• [Task requirements]
Show every line below where "jdchristensen" can be found.

Records provided: Begin

PR #2338, opened 2026-01-10
ci: bump minimal rocq version and improve ci

Alizter:
We update the CI to use a minimum Rocq version of 9.0.

### DIFF
--- a/.github/workflows/ci.yml
+++ b/.github/workflows/ci.yml
@@ -462,7 +462,7 @@ jobs:
           echo "::remove-matcher owner=coq-problem-matcher::" # remove problem matcher installed by Coq docker action, so we don't get duplicate warning annotations
           ## Test install target
           make install
-          echo 'Require Import HoTT.HoTT.' | rocq -q
+          echo 'Require Import HoTT.HoTT.' | rocq repl -q
 
     - name: Revert permissions
       # to avoid a warning at cleanup time - https://github.com/coq-community/docker-coq-action#permissions


.github/workflows/ci.yml
```diff
@@ -6,9 +6,12 @@ concurrency:
...
   cancel-in-progress: true
 
-# We set the supported coq-version from here. In order to use this environment variable correctly, look at how they are used in the following jobs.
+# Coq version configuration
+# - coq-version-supported: The main supported version used for documentation
+# - Other versions are tested but docs are only built with supported version
 env:
-  coq-version-supported: '8.19'
+  coq-version-supported: '9.0'
+  coq-version-9-1: '9.1'
```
jdchristensen, line 14: I'm not sure it matter much, but I think it would be better if the docs were generated using the latest released version (9.1 in this case).

.github/workflows/ci.yml
```diff
@@ -34,28 +37,21 @@ jobs:
...
         os:
           - ubuntu-latest
-    env:
-      coq-version: ${{ matrix.coq-version-dummy }}
     runs-on: ${{ matrix.os }}
     steps:
-    # Github actions doesn't let us set workflow level environment variables inside the strategy of a job. Therefore we use the dummy variable coq-version in the matrix to set an environment variable env.coq-version, which uses the globally set coq-version-supported when running the 'supported' case.
-    - name: Set supported coq-version
-      if: matrix.coq-version-dummy == 'supported'
-      run: echo "coq-version=${{ env.coq-version-supported }}" >> $GITHUB_ENV
```
jdchristensen, line 50: I see you were able to get rid of some hacks.  Did something change to make this possible, or did you just figure out  a better way?

.github/workflows/ci.yml
Alizter: I've created #2343

.github/workflows/ci.yml
Alizter: This is essentially removing the placeholder hack and hardcoding the versions everywhere. Although this duplicates work, it is much easier to follow and understand. I have some WIP reorganising the entire CI to be much more declarative and easy to understand but I didn't want to mix concerns here.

Records provided: End

• [Written reply]
jdchristensen, line 14: I'm not sure it matter much, but I think it would be better if the docs were generated using the latest released version (9.1 in this case).
jdchristensen, line 50: I see you were able to get rid of some hacks.  Did something change to make this possible, or did you just figure out  a better way?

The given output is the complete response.